Age Verification isn't a technical problem to solve.
-
@dalias @edwiebe @divVerent @Em0nM4stodon
while that's true, it is possible to make such an attestation without destroying privacy (see https://soatok.blog/2025/07/31/age-verification-doesnt-need-to-be-a-privacy-footgun/).
however, even if you do that, it'll still be morally wrong in most cases.and also, corporations are deliberately not going for the private solution, and governments are shifting the blame to users. the Czech government recently admitted social media is already illegal for teens (due to privacy laws), but they want new laws anyway.
@Yuvalne @edwiebe @divVerent @Em0nM4stodon No, it is not possible. The ZPK bs is privacy-washing designed to bamboozle policy makers and privacy activists who don't understand math. Either it doesn't actually verify age (I can setup a proxy to hand out age proof verification tokens to anyone who wants them using my identity; I would absolutely do that if it were cryptographically safe) or something exposes to the token providing authority that I'm doing this and allows detection that someone else used my identity (thereby violating my privacy).
-
Age verification doesn't take away anyone's Rights.
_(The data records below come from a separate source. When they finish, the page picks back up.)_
PR #525, opened 2021-08-11
Added text menu code again for Mac and Linux

kblaschke:
Also fixed a crash bug in the preset search menu.

Browsing through the search results using the up/down keys was crashing the SDL app. Fixed some index-off-by-one errors and a wrongly used parameter to check for search results.


revmischa (approved):
yikes ok

kblaschke:
> yikes ok

My "yikes" moment was seeing that the current preset index is actually 1-based. Quite unexpected.

PR #530, opened 2021-08-17
Added a C-style interface header and wrapper for projectM.

### LINKED ISSUE #529: Only provide a C-language interface in libprojectM by default.
**Is your feature request related to a problem? Please describe.**
Currently, projectM only supports a C++ interface in both static and shared libraries. This works fine as long as both projectM and applications integrating it are compiled with the same toolchain, C++ library and C++ language level, but will cause issues from dynamic linker error to segmenation faults if there are differences, as STL types are used in the interface.

In detail: STL types are, as the name suggests, template classes with (mostly) header-only implementations. Between different compilers, compiler versions and depending on the C++ language level selected during compilation, STL type implementations - specifically the memory layout - will differ. An `std::string` returned by a projectM function (for example the current preset name) would be free'd by the host application, but the destructor of this `std::string` might expect a different layout of members than the implementation used to compile projectM.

That's nonsense. No one on Earth has a Right to Use the Internet Anonymously.
@edwiebe @RandomDamage @divVerent @Em0nM4stodon Um, yes we do.
-
@edwiebe @RandomDamage @divVerent @Em0nM4stodon Um, yes we do.
@dalias @RandomDamage @divVerent @Em0nM4stodon
You don't understand what a "Right" is.
-
@edwiebe @RandomDamage @divVerent @Em0nM4stodon Um, yes we do.
@edwiebe @RandomDamage @divVerent @Em0nM4stodon "No one on Earth has a Right to Use the Internet Anonymously" is a manipulative, pro-fascist way of saying "no one who can't safely identity themselves has the right to use the internet".
-
@edwiebe @RandomDamage @divVerent @Em0nM4stodon "No one on Earth has a Right to Use the Internet Anonymously" is a manipulative, pro-fascist way of saying "no one who can't safely identity themselves has the right to use the internet".
@dalias @RandomDamage @divVerent @Em0nM4stodon
There's no reasonable way to respond to that.
-
@Yuvalne @edwiebe @divVerent @Em0nM4stodon No, it is not possible. The ZPK bs is privacy-washing designed to bamboozle policy makers and privacy activists who don't understand math. Either it doesn't actually verify age (I can setup a proxy to hand out age proof verification tokens to anyone who wants them using my identity; I would absolutely do that if it were cryptographically safe) or something exposes to the token providing authority that I'm doing this and allows detection that someone else used my identity (thereby violating my privacy).
@dalias@hachyderm.io @Yuvalne@433.world @edwiebe@mstdn.ca @Em0nM4stodon@infosec.exchange Precisely - also as I described.
The one way around that would be storing the secret for the ZKP in a TPM.
Yeah, right, with that you can still run your own proxy and provide the ZKP for someone else.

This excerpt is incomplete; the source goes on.